Wednesday, June 17, 2009

Justice for the poor!


This week I paid a visit to the Female Section of the Kenema Prison.  I found myself having to hold back tears as, before we had our little meeting, they un-self-consciously sang chorus after chorus about Jesus forgiving them their sins and how prison was not for them any more!  

32 inmates with four children in tow.

My meeting was to ask if some or all of the women would be interested in starting some literacy classes.  AdvocAid contracts EducAid to run a similar programme in Freetown Central Prison but now many of the long term female inmates have been transferred to Kenema and the plan is to extend the programme there now.  The data I needed was how long the women's sentences were and what their educational levels were.  A handful have some years of primary education behind them, one is a trained birth attendant, and the rest have no schooling whatsoever.  The educated, the wealthy in Sierra Leone are apparently not criminals.  It is the case the world over, I suppose, but here more starkly than elsewhere it is clear, that money can make all the difference.

I would like to think that the literacy classes can bring a spark of hope in a very bleak world but it seems almost crazy to try and plead for their cooperation with such a project faced as they are with such daily humiliations as deprivation of food, soap and basics, being locked up in their cells to save the officers the hassle of having to deal with them, torment over their children's fates on the outside without their mothers to fend for them.  In just a little time I felt so horribly helpless at the stories I heard.  

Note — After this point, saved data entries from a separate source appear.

PR #2036, opened 2025-06-11
Microbenchmarks: disable Wasm baseline compiler

vouillon:
We are interested in the performance of optimized code. But V8 is currently not able to switch to optimized code while executing a loop in Wasm. So, we can get stuck running unoptimized code.

### DIFF
--- a/benchmarks/run.config
+++ b/benchmarks/run.config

I have in the past had one ex-inmate visit me because she wanted a reprint of her literacy certificate so that she could use it to take some steps to a new life once she gained freedom and I do hope that there may be others who are able to use this opportunity to some purpose but goodness me it seems like a very tiny ray in the gloom.

Friday, June 5, 2009

Catch 22



Often I am asked what our students do after leaving school and if they can get jobs.  I always answer that we are able to help a few get sponsorship and that some find work but that whatever they go on to we have at least helped open some doors for them and also they are able to be thinking contributing citizens in a way they were unable to without education.  I mean every word of this answer but it seems increasingly glib when we look at the reality on the ground however.

Two weeks ago our senior students finished their final senior secondary exams.  Some packed their bags and headed for home as they put their pens down [we insist on everyone living in for the period of the exams and the preceding few weeks to assist with intensive preparation!]. There is a significant number though who have had to be almost forced out.  

The youngsters originating in our up-country Junior Secondary schools have left the Freetown school and have gone straight to their old teachers pleading to be taken on as volunteer junior teachers.  A good number from Freetown are displaying the same reluctance to leave too.

Thinking back to my ecstasy on finishing school and how I did not darken their doors for literally twenty years, this leaves me feeling very depressed on their behalf.

We do succeed in getting tertiary sponsorship for a number of our really soundest students but the numbers wanting this sort of assistance only increase, as is to be expected.  We hope that the new distance Higher Teachers Certificate course that Sean and I are managing the writing of will be a good and reasonably affordable solution for a good number but what of the rest???

I came to Sierra Leone to run a Junior Secondary School.  When our first students passed their JSS exams and moved on to Senior Secondary we found the provision so poor that we quickly concluded the only sensible thing to do was to find a way of providing Senior Secondary Schooling too.  So, what now?  Start our own college?  Probably not! But we must urgently find ways of getting additional funding [our school funding is already under serious threat due to the financial climate and the state of the pound] to fund sponsorship at college and university for as many as we possibly can.